How to Remove a Shareholder from an S Corp.

By Laura Payet

How to Remove a Shareholder from an S Corp.

By Laura Payet

An S corporation, or S corp., differs from a traditional C corporation, or C corp., in the way corporate income is taxed. While a C corp. pays taxes at the business level on its income, an S corporation's income passes through to its shareholders who then pay taxes on their share of that income via their personal income tax returns. To remove a shareholder from an S corporation, follow these steps and adhere to any specific requirements in your shareholder agreement and bylaws—these documents govern the operations of the organization.

1. Consult the shareholder agreement and bylaws.

To qualify as an S corporation, a business may have no more than 100 shareholders, and those individuals must satisfy strict Internal Revenue Service eligibility requirements. When a shareholder no longer meets these requirements, the organization must remove her or lose its S corp. status. Because of these regulations, most S corp. bylaws contain provisions detailing how to remove a shareholder when necessary. The bylaws should include whether the board of directors or the shareholders must vote on the removal and how to value the shareholder's shares so that the business can buy those shares back.

If neither the shareholder agreement nor the bylaws provide a mechanism to remove shareholders, your state's corporation law controls the process. If this is your situation, you may want to consult with an experienced attorney to ensure your organization takes the appropriate steps in accordance with the relevant state statutes.

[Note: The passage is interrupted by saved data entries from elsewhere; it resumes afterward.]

PR #5602, opened 2021-02-17
Tweak build-rector-scoped.sh so it "works on my machine"(TM)

mpdude:
* Prevent an  endless loop when `rsync` copies the `rector-nested` and `rector-scoped` directories
* Work around a possible PHP memory limit


TomasVotruba:
Could you add those comment to code, so it's obvious for future generations?

mpdude:
Updated.

TomasVotruba:
Thank you :+1:

PR #5606, opened 2021-02-18
[EarlyReturn] Register PreparedValueToEarlyReturnRector to early-return config set

samsonasik:


samsonasik:
I added handling indirect variable definition before if and skip for var used in if cond.

samsonasik:

TomasVotruba:
Thank you :+1:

2. Obtain approval from the directors or shareholders.

Generally, bylaws require the board of directors or the shareholders as a whole to meet and vote on a resolution to remove a shareholder. The resolution does not have to follow a specific format unless the bylaws say otherwise. It should, however, contain the date of the meeting at which the vote was taken, a statement resolving that the shareholder be removed, and a provision that the business purchase the departing shareholder's shares. Once the resolution is ready, call a meeting of the necessary parties and vote. If a majority approves the resolution, have the corporate secretary sign it. Record the vote in the meeting minutes and keep the minutes and the resolution with the corporate records.

3. Buy back the departing shareholder's shares.

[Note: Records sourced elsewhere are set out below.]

PR #5611, opened 2021-02-18
[TypedPropertyFromStrictConstructorRector] Keep var tag when it defines iterable type

ruudk:
# Failing Test for TypedPropertyFromStrictConstructorRector

Based on https://getrector.org/demo/96c31357-6d0e-4f31-ac9a-2df5828efed9

It's not nice that Rector removes the iterable type definition as that will cause PHPStan to complain about it.

Turns out this only happens inside a namespace 🤔 

If the type is there, leave it. Same for array I think.

### DIFF
--- a/rules/dead-doc-block/src/TagRemover/VarTagRemover.php
+++ b/rules/dead-doc-block/src/TagRemover/VarTagRemover.php
@@ -10,6 +10,8 @@ use PhpParser\Node\Stmt\Property;
 use PHPStan\PhpDocParser\Ast\PhpDoc\VarTagValueNode;
 use PHPStan\PhpDocParser\Ast\Type\ArrayTypeNode;
 use PHPStan\PhpDocParser\Ast\Type\GenericTypeNode;
+use PHPStan\Type\ArrayType;
+use PHPStan\Type\ObjectType;
 use PHPStan\Type\Type;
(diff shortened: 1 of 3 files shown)


ruudk:
I'm going to try to fix this myself :)

ruudk:
Oke, the problem is that the PHPDoc specifies `iterable|ApiInterface[]`.

When looping over those types in: https://github.com/rectorphp/rector/blob/4416807562645f744bba39346639c9d94f8f4b9e/rules/dead-doc-block/src/TagRemover/VarTagRemover.php#L121-L125

it passes `ApiInterface` to https://github.com/symplify/symplify/blob/893fee82ec571ae840f235ebac1ebcbff3e340ba/packages/package-builder/src/Reflection/ClassLikeExistenceChecker.php#L9

But it should take the FQCN instead of only the class name `ApiInterface`.

@samsonasik @TomasVotruba How to do this? I'm pretty sure this is already done in other places.

TomasVotruba:
On a tram... Try static type mapper service

ruudk:
@TomasVotruba 🎉 Works

ruudk:
Ready for review ✅

TomasVotruba:
Looking good :heavy_check_mark: thank you :+1:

Assuming the resolution passes, the next step is for the organization or the remaining shareholders to buy back the departing shareholder's interest in the business. Because S corp. shares are not publicly traded, there is no obvious market price for those shares. Again, look to the bylaws or shareholder agreement for how to value shares in the event of a buyout. If these documents are silent on this issue, you may need to hire an expert to ascertain the shares' fair market value.

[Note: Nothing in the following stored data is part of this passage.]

Issue #5612, opened 2021-02-18
Incorrect behavior of SetList::TYPE_DECLARATION (AddArrayParamDocTypeRector & AddArrayReturnDocTypeRector)?


addshore:
# Bug Report

| Subject        | Details              |
| :------------- | :--------------------|
| Rector version | last dev-master      |
| Installed as   | composer dependency  |

## Minimal PHP Code Causing Issue

See https://getrector.org/demo/39b2d6ff-84cb-4f25-be48-d075cb5c090e

### Responsible rules

* `AddArrayParamDocTypeRector`
* `AddArrayReturnDocTypeRector`

Apparently....
But Setting these 2 rules doesn't cause the issue https://getrector.org/demo/1be88ca2-bad3-4fd5-a476-53a2a06db50d
Only when using the whole of `SetList::TYPE_DECLARATION`

I believe a combination of the 2 rules ends up causing the issue, or something more confusing?

- `ParamDocType` alone doesn't cause the issue. https://getrector.org/demo/d92b95ed-dba9-4fa3-9e1b-fd81afd7d1f1
- `ReturnDocType` sets a phpdoc of `mixed[][]` for the data provider, but doesnt touch the other method https://getrector.org/demo/fbd49cdc-c2c2-4fe8-ac09-8bbad050cae1
- `ParamDocType applied once this phpdoc is added also does nothing https://getrector.org/demo/edda7854-eb0b-4f6d-8bb1-a6e64cd8d2a0
- Even both rules with the phpdoc already existing doesn't cause the issue https://getrector.org/demo/bae4bc38-c79e-4f22-9aec-ef66571a0974

## Expected Behavior

`array` is not the correct type for the parameter.
This should probably be left alone entirely

TomasVotruba:
Hi,

this is a tricky one. We'll need a failing test case.
It can be added even with multiple rules or sets, like this: https://github.com/rectorphp/rector/commit/11fbc4c1c90d0405bbf8c6004a1c9374b4242b6d#diff-f9b531f4de96ebfd52019da0ee102ba24bff4f8c88a67e57ca08c67433e270fa

addshore:
Will do! :)

PR #5615, opened 2021-02-18
[TypeDeclaration] Fix array type issue in PHPUnitDataProviderParamTypeInferer

addshore:
Fixes https://github.com/rectorphp/rector/issues/5612


addshore:
The test so far checks for consistent behaviour between yield and array examples.

addshore:
Narrowed down to `Rector/FunctionLike/ParamTypeDeclarationRector` I believe

rules/type-declaration/tests/Rector/FunctionLike/ParamTypeDeclarationRector/Fixture/dataprovider_array.php.inc
```diff
@@ -0,0 +1,17 @@
...
+        return [
+            [ 'I am a string' ],
+        ];
+    }
+
+    /**
+     * @dataProvider provideThings
+     */
+    public function testGetFromId( $id ): void {}
+}
```
TomasVotruba, line 17: What should happen here? 

We use `Skip*` naming convention for classes/files that should be skipped.
Or there must be other half test fixture file for of what is expected.

```php
input
-----
expected
```

Same for file bellow

addshore: So, this could either.
- do the same as in the yield test, meaning no type is added to the parameter 
- add a type but the correct type (not array).

Seemingly either would be possible and count as a "fix".

TomasVotruba: What is a correct type to be added? Seem like an array from `provideThings()`?

addshore: Well, provideThings indeed returns an array.
But the first parameter that will be received by methods using the data provider will be a `string`

https://getrector.org/demo/f19f03fb-0731-4f6b-939f-086ebf0757b9 is a simple example of rector noticing this and setting the phpdoc @return for the provider to be correct.
Adding a second parameter there in the dataProvider seems to do something odd though.
https://getrector.org/demo/b0d16cc1-3dc9-4f3b-b3f1-6e7e9884d1a5

I'm going to dig into the code a little and see if I can figure out how this is working currently (and label the tests some more (and maybe write some more))
Any pointers appreciated!

addshore:
After digging through things I figure this is an issue with `PHPUnitDataProviderParamTypeInferer`?

addshore:
Looks like the fix for my test identifies another test that now fails and appears to be testing the wrong thing.
(I'll keep doing)

addshore:
This appears to fix the issue that was identified now.
I noticed that perhaps the situation could be improved even further for data providers that use `yield`, so I'll continue to investigate to see if I can add more typing for that case outside of this PR.

rules/type-declaration/tests/Rector/ClassMethod/AddArrayParamDocTypeRector/Fixture/data_provider.php.inc
```diff
@@ -4,38 +4,18 @@ namespace Rector\TypeDeclaration\Tests\Rector\ClassMethod\AddArrayParamDocTypeRe
...
-use PHPUnit\Framework\TestCase;
-
-class DataProvider extends TestCase
-{
-    /**
-     * @dataProvider provideData()
-     * @param string[] $names
-     */
-    public function testSomething(array $names)
+    public function testSomething( $name1, $name2 )
```
TomasVotruba: This should not be skipped, but fixed to correct types:

```suggestion
    public function testSomething(string $name1, string $name2)
```

addshore: This test only has the ParamDocType rule applied though, so only the phpdocs should be touched if anything as far as I can understand?
And It also looks like thi rule should only apply to arrays?

TomasVotruba: Ah yes, I've missed that. You're right

rules/type-declaration/tests/Rector/FunctionLike/ParamTypeDeclarationRector/Fixture/dataprovider_array.php.inc
```diff
@@ -0,0 +1,49 @@
...
+        return [
+            [ 123, true, 'I am a string', null ],
+            [ 123, true, 'I am a string', 999 ],
+        ];
+    }
+
+    /**
+     * @dataProvider provideThings
+     */
+    public function testGetFromId( int $one, bool $two, string $three, $four ): void {}
```
TomasVotruba, line 48: Very nice work!

Just one detail, looking at the data provider, this should be:

```suggestion
    public function testGetFromId( int $one, bool $two, string $three, ?int $four ): void {}
```

addshore: I agree, but I also think that could perhaps be fixed in a separate PR.
I could look at chaining that onto this one, similarly to https://github.com/rectorphp/rector/pull/5625 :)
But the fix for data providers here I think is already well worth it as it is!

TomasVotruba: > I agree, but I also think that could perhaps be fixed in a separate PR.
> I could look at chaining that onto this one, similarly to #5625 :)

Good idea :+1: I'll merge this PR as it is, thank you for your wor :)

addshore: This will end up bring fixed in https://github.com/rectorphp/rector/pull/5659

After attaining a proper value of the shares, prepare and execute a purchase and sale agreement between the S corp. (or the remaining shareholders if they are purchasing the shares) and the departing shareholder that includes the sales price and valuation method. We offer example forms for agreements like this and assistance in completing them. Keep this agreement with the corporate records.

4. Update the corporate records.

After accomplishing these steps, update the corporate register and any other relevant corporate records to indicate that the former shareholder is no longer part of the business. Adjust the remaining shareholders' capital accounts to properly reflect their amended ownership interest. Remember to issue a final Shareholder's Share of Income, Deductions, Credits, etc. (Form 1120S, Schedule K-1) to the former shareholder accurately reporting her share of corporate profits and losses during the time she was a shareholder.